# [Exercise objective]
From the listing below, copy out every line where the word "fail" appears.
(Beginning of Supplied data)
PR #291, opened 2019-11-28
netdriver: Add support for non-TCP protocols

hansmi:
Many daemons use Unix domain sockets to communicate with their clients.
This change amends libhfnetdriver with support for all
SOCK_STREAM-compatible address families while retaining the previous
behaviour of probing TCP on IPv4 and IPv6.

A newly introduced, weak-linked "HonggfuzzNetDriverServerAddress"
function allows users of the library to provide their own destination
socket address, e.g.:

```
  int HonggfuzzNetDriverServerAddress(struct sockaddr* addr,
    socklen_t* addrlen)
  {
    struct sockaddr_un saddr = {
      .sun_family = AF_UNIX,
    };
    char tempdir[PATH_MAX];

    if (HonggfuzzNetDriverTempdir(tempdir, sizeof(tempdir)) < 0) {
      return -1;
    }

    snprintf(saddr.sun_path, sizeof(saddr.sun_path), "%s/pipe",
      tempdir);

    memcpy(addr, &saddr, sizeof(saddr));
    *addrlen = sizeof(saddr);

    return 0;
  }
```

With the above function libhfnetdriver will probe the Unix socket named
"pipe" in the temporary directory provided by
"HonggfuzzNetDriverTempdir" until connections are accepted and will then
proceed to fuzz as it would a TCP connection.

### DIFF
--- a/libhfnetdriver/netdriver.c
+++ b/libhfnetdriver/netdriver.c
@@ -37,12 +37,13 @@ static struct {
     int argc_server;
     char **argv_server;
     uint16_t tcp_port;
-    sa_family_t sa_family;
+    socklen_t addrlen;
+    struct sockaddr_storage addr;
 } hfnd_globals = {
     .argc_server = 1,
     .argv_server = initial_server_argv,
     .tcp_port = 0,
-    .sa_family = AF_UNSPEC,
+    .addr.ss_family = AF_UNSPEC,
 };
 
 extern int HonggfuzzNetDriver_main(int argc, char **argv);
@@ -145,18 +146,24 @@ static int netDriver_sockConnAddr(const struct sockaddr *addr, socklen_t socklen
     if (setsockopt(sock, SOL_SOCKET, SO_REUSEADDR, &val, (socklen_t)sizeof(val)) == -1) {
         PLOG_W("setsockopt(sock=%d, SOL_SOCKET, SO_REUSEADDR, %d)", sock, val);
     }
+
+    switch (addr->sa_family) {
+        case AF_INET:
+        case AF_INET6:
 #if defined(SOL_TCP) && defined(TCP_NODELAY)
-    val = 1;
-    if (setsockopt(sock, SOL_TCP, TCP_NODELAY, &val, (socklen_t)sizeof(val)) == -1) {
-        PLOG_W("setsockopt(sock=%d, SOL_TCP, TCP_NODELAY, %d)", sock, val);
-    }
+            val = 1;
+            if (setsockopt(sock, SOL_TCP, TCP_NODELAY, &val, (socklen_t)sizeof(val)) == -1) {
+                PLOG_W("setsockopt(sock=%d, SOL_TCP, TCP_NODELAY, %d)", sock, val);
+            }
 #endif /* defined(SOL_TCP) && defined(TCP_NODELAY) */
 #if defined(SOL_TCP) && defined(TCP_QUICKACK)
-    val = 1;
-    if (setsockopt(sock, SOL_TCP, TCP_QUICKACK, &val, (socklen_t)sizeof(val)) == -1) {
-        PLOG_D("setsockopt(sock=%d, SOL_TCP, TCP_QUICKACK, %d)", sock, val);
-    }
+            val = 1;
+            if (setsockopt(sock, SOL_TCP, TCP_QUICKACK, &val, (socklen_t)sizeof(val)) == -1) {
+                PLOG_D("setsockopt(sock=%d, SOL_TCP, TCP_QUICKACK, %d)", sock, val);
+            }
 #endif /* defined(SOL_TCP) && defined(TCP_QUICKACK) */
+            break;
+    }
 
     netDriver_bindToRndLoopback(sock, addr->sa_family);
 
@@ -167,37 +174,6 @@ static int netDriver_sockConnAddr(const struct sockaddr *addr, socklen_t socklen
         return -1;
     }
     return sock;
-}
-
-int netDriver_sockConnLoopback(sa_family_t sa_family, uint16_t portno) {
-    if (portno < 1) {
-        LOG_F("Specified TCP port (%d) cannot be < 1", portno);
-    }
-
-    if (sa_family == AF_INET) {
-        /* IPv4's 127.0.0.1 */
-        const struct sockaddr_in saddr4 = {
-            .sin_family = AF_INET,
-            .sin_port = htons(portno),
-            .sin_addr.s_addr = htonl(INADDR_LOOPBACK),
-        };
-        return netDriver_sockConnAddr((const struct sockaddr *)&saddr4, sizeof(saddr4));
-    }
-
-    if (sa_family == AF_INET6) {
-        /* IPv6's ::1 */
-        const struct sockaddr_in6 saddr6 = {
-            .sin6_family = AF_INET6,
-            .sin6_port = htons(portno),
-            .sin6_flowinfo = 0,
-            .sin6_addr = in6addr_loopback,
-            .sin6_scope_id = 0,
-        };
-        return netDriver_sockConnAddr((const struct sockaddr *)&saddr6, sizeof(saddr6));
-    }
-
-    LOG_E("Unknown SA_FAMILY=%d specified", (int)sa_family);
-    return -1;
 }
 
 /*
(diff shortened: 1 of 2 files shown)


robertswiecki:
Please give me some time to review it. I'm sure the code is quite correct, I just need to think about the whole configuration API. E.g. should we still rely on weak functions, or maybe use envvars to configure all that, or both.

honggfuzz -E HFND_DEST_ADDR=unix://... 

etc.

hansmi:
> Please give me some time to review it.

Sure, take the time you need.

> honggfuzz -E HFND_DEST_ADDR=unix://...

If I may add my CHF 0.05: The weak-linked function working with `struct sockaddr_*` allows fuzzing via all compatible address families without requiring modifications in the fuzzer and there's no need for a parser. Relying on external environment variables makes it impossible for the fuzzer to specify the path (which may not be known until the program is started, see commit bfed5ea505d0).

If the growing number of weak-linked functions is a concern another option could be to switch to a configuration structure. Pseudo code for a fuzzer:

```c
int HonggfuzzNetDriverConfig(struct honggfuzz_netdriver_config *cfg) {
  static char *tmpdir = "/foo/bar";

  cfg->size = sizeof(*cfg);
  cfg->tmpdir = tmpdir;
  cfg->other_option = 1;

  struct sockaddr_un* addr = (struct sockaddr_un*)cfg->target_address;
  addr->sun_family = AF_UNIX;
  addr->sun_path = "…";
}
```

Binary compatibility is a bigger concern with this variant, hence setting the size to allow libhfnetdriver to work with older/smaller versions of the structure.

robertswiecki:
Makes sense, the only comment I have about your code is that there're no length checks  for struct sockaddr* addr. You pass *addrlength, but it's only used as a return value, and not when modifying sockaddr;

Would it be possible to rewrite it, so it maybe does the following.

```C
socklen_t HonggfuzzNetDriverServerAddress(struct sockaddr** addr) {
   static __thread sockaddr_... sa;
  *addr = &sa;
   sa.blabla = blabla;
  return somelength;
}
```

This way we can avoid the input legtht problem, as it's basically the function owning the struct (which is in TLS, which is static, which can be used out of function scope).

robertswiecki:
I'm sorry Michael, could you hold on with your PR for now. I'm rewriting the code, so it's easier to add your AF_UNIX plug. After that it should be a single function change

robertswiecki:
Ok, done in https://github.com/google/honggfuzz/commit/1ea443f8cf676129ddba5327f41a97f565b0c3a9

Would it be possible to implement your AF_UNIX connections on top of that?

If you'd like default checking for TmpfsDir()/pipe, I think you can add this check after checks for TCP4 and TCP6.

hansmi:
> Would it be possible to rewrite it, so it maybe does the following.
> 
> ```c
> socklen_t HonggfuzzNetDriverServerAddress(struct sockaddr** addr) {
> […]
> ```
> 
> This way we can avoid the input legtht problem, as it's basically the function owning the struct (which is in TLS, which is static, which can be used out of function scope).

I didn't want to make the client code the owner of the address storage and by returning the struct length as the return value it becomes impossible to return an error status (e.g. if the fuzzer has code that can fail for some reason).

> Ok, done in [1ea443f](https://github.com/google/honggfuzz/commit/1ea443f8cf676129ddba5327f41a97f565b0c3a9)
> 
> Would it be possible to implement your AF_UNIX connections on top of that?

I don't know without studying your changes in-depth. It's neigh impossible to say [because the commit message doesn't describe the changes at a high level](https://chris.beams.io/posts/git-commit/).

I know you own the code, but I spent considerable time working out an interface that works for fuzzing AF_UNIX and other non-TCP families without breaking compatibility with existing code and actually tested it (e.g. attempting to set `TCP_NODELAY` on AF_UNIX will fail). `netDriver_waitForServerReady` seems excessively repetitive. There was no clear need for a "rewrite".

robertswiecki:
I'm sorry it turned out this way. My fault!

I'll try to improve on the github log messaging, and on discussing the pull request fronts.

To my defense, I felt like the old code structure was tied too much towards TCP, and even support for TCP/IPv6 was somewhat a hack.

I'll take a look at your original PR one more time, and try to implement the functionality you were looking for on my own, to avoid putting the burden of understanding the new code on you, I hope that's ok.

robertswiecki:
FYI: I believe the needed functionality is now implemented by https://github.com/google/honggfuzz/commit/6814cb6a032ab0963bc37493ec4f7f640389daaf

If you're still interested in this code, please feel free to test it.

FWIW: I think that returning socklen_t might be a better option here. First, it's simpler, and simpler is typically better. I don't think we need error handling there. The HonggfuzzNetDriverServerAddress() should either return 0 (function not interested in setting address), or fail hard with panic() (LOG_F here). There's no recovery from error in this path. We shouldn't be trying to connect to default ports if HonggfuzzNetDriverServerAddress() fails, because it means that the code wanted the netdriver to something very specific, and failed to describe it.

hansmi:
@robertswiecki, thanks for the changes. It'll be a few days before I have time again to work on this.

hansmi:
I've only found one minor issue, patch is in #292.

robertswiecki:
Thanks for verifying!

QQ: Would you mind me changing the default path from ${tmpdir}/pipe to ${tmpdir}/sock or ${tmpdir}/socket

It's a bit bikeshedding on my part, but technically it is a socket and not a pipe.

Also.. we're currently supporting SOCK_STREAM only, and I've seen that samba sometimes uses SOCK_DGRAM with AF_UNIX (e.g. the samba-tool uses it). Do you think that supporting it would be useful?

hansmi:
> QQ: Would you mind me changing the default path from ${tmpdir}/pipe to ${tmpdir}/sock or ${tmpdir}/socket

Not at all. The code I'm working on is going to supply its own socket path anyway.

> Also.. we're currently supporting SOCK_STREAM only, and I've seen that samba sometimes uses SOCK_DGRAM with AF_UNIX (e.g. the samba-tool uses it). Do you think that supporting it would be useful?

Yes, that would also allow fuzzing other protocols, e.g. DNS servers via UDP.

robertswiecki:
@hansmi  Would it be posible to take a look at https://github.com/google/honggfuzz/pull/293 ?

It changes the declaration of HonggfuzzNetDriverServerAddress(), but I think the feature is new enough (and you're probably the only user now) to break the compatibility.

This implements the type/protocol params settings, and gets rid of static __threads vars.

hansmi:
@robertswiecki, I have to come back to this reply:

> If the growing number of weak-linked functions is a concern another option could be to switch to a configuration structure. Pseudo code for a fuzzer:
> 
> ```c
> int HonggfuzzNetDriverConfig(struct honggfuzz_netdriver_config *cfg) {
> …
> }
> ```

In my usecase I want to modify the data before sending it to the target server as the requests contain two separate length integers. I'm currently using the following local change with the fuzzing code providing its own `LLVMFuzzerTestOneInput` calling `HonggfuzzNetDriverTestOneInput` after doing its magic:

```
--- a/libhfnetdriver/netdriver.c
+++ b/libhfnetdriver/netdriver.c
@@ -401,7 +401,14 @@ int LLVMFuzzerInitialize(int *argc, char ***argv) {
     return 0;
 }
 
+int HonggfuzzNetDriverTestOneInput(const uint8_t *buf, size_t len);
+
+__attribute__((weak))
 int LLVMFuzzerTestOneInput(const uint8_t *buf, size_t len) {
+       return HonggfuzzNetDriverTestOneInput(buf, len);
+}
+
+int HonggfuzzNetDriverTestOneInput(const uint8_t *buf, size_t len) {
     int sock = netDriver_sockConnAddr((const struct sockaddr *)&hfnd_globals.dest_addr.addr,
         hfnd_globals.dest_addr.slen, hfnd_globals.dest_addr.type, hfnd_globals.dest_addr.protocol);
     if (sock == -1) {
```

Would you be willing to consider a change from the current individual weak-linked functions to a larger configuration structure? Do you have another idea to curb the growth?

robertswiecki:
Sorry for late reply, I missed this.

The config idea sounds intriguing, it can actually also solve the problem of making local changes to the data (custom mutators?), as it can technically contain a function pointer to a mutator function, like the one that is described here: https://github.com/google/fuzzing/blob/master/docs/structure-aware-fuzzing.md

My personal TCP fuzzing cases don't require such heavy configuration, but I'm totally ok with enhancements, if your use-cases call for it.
(End of Supplied data)
# [Result]
I didn't want to make the client code the owner of the address storage and by returning the struct length as the return value it becomes impossible to return an error status (e.g. if the fuzzer has code that can fail for some reason).
I know you own the code, but I spent considerable time working out an interface that works for fuzzing AF_UNIX and other non-TCP families without breaking compatibility with existing code and actually tested it (e.g. attempting to set `TCP_NODELAY` on AF_UNIX will fail). `netDriver_waitForServerReady` seems excessively repetitive. There was no clear need for a "rewrite".
FWIW: I think that returning socklen_t might be a better option here. First, it's simpler, and simpler is typically better. I don't think we need error handling there. The HonggfuzzNetDriverServerAddress() should either return 0 (function not interested in setting address), or fail hard with panic() (LOG_F here). There's no recovery from error in this path. We shouldn't be trying to connect to default ports if HonggfuzzNetDriverServerAddress() fails, because it means that the code wanted the netdriver to something very specific, and failed to describe it.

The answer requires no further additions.